- **TRY IT**:
From the entries that follow, list every line in which the string "runtime" appears.

- **GIVEN DATA**:

PR #1174, opened 2022-06-24
docs: update go version

Abingcbc:
When compiling sealos in go under 1.16, the following error will raise

> build command-line-arguments: cannot load io/fs: malformed module path "io/fs": missing dot in first path element


zzjin:
We can fix it by using `+build go1.16` to both spport go version under 1.16?

fanux (approved):

Issue #1176, opened 2022-06-24
BUG: make build in Mac arm64


cuisongliu:
```
===========> Building binary sealctl for linux_arm64
CGO_ENABLED=0 GOOS=linux GOARCH=arm64 go build -tags "containers_image_openpgp" -ldflags "-X github.com/labring/sealos/pkg/version.gitVersion=untagged -X github.com/labring/sealos/pkg/version.gitCommit=4333c493 -X github.com/labring/sealos/pkg/version.buildDate=2022-06-24T23:27:38+0800" -o /Users/cuisongliu/Workspaces/go/src/github.com/labring/sealos/bin/linux_arm64/sealctl github.com/labring/sealos/cmd/sealctl
===========> Building binary sealos for linux_arm64
CGO_ENABLED=1 GOOS=linux GOARCH=arm64 go build -tags "containers_image_openpgp" -ldflags "-X github.com/labring/sealos/pkg/version.gitVersion=untagged -X github.com/labring/sealos/pkg/version.gitCommit=4333c493 -X github.com/labring/sealos/pkg/version.buildDate=2022-06-24T23:27:40+0800" -o /Users/cuisongliu/Workspaces/go/src/github.com/labring/sealos/bin/linux_arm64/sealos github.com/labring/sealos/cmd/sealos
# runtime/cgo
linux_syscall.c:67:13: error: implicit declaration of function 'setresgid' is invalid in C99 [-Werror,-Wimplicit-function-declaration]
linux_syscall.c:67:13: note: did you mean 'setregid'?
/Library/Developer/CommandLineTools/SDKs/MacOSX.sdk/usr/include/unistd.h:593:6: note: 'setregid' declared here
linux_syscall.c:73:13: error: implicit declaration of function 'setresuid' is invalid in C99 [-Werror,-Wimplicit-function-declaration]
linux_syscall.c:73:13: note: did you mean 'setreuid'?
/Library/Developer/CommandLineTools/SDKs/MacOSX.sdk/usr/include/unistd.h:595:6: note: 'setreuid' declared here
make[1]: *** [go.build.linux_arm64.sealos] Error 2
make: *** [build] Error 2
```

SignorMercurio:
It's impossible to build Linux binaries on macOS when `CGO_ENABLED=1`, which is required by sealos.

PR #1181, opened 2022-06-25
fix: fix bug in gen.clean and use local binaries for tools

### LINKED ISSUE #1175: BUG: make gen delete files in runtime dirs
image

we need update files in `$(ROOT_PACKAGE)/pkg/types/v1beta1` only

### LINKED ISSUE #1178: Feature:  tools.mk  download files using go-get-tool to  `bin` dir
```
PROJECT_DIR := $(shell dirname $(abspath $(lastword $(MAKEFILE_LIST))))
define go-get-tool
@[ -f $(1) ] || { \
set -e ;\
TMP_DIR=$$(mktemp -d) ;\
cd $$TMP_DIR ;\
go mod init tmp ;\
echo "Downloading $(2)" ;\
GOBIN=$(PROJECT_DIR)/bin go install $(2) ;\
rm -rf $$TMP_DIR ;\
}
endef
```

- **WORKED SOLUTION**:
# runtime/cgo
### LINKED ISSUE #1175: BUG: make gen delete files in runtime dirs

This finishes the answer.